- [Records for the exercise]:
PR #241, opened 2016-06-02
Set visibility of Skip button

RafaG:
If you want old style AppIntro2 without Skip button, you can set setSkipButtonEnabled(false).

### DIFF
--- a/library/src/main/java/com/github/paolorotolo/appintro/AppIntro.java
+++ b/library/src/main/java/com/github/paolorotolo/appintro/AppIntro.java
@@ -100,17 +100,6 @@ public abstract class AppIntro extends AppIntroBase {
     }
 
     /**
-     * Setting to to display or hide the Skip button. This is a static setting and
-     * button state is maintained across slides until explicitly changed.
-     *
-     * @param showButton Set true to display. False to hide.
-     */
-    public void showSkipButton(boolean showButton) {
-        this.skipButtonEnabled = showButton;
-        setButtonState(skipButton, showButton);
-    }
-
-    /**
      * Shows or hides Done button, replaced with setProgressButtonEnabled
      *
      * @deprecated use {@link #setProgressButtonEnabled(boolean)} instead.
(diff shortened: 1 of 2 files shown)


RafaG:
Missing setter.

avluis:
Why not move the method in AppIntro to AppIntroBase so that they are shared across AppIntro and AppIntro2?

RafaG:
I think that functionality of Skip button is well controlled by skipButtonEnabled in AppIntroBase and we have a method to see the status, but not to changed it.

You need to change skipButtonEnabled to false in order to work correclty setProgressButtonEnabled().

avluis:
I don't think you understand what I meant - I'm not talking about why adding a way to disable the skip button in AppIntro2 - that is fine; I am talking about adding an additional method to the library, which is what this PR does.

If you move the following from AppIntro into AppIntroBase, would this not do the same as this PR?
```java
public void showSkipButton(boolean showButton) {
    this.skipButtonEnabled = showButton;
    setButtonState(skipButton, showButton);
}
```

RafaG:
Ok, now I understand you, I was working only with AppIntro2 and don't saw this method .For sure is better what you think.

avluis:
Awesome, if you update the PR with what I have commented above AND remove that same code from AppIntro, I will bring it up with @Andrew-Quebe to see if he agrees on the merge.

avluis:
Better, but that same method has to be removed from AppIntro as well, go ahead and get that change in there as well.
Should be from [here](https://github.com/PaoloRotolo/AppIntro/blob/master/library/src/main/java/com/github/paolorotolo/appintro/AppIntro.java#L102) to [there](https://github.com/PaoloRotolo/AppIntro/blob/master/library/src/main/java/com/github/paolorotolo/appintro/AppIntro.java#L111).

avluis:
Awesome, thanks again~

RafaG:
Thanks a lot. I never worked with git before and I was not so sure what I was doing. :-)

avluis:
@PaoloRotolo or @Andrew-Quebe Do you mind taking a look at this PR and merge if it satisfies you? :eyes:

PaoloRotolo:
Sure, looks good to me. Sorry for the delay.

- [What to produce]: Copy out all of the listing, exactly as it reads.

- [Solution to this exercise]:
PR #241, opened 2016-06-02
Set visibility of Skip button

RafaG:
If you want old style AppIntro2 without Skip button, you can set setSkipButtonEnabled(false).

### DIFF
--- a/library/src/main/java/com/github/paolorotolo/appintro/AppIntro.java
+++ b/library/src/main/java/com/github/paolorotolo/appintro/AppIntro.java
@@ -100,17 +100,6 @@ public abstract class AppIntro extends AppIntroBase {
     }
 
     /**
-     * Setting to to display or hide the Skip button. This is a static setting and
-     * button state is maintained across slides until explicitly changed.
-     *
-     * @param showButton Set true to display. False to hide.
-     */
-    public void showSkipButton(boolean showButton) {
-        this.skipButtonEnabled = showButton;
-        setButtonState(skipButton, showButton);
-    }
-
-    /**
      * Shows or hides Done button, replaced with setProgressButtonEnabled
      *
      * @deprecated use {@link #setProgressButtonEnabled(boolean)} instead.
(diff shortened: 1 of 2 files shown)


RafaG:
Missing setter.

avluis:
Why not move the method in AppIntro to AppIntroBase so that they are shared across AppIntro and AppIntro2?

RafaG:
I think that functionality of Skip button is well controlled by skipButtonEnabled in AppIntroBase and we have a method to see the status, but not to changed it.

You need to change skipButtonEnabled to false in order to work correclty setProgressButtonEnabled().

avluis:
I don't think you understand what I meant - I'm not talking about why adding a way to disable the skip button in AppIntro2 - that is fine; I am talking about adding an additional method to the library, which is what this PR does.

If you move the following from AppIntro into AppIntroBase, would this not do the same as this PR?
```java
public void showSkipButton(boolean showButton) {
    this.skipButtonEnabled = showButton;
    setButtonState(skipButton, showButton);
}
```

RafaG:
Ok, now I understand you, I was working only with AppIntro2 and don't saw this method .For sure is better what you think.

avluis:
Awesome, if you update the PR with what I have commented above AND remove that same code from AppIntro, I will bring it up with @Andrew-Quebe to see if he agrees on the merge.

avluis:
Better, but that same method has to be removed from AppIntro as well, go ahead and get that change in there as well.
Should be from [here](https://github.com/PaoloRotolo/AppIntro/blob/master/library/src/main/java/com/github/paolorotolo/appintro/AppIntro.java#L102) to [there](https://github.com/PaoloRotolo/AppIntro/blob/master/library/src/main/java/com/github/paolorotolo/appintro/AppIntro.java#L111).

avluis:
Awesome, thanks again~

RafaG:
Thanks a lot. I never worked with git before and I was not so sure what I was doing. :-)

avluis:
@PaoloRotolo or @Andrew-Quebe Do you mind taking a look at this PR and merge if it satisfies you? :eyes:

PaoloRotolo:
Sure, looks good to me. Sorry for the delay.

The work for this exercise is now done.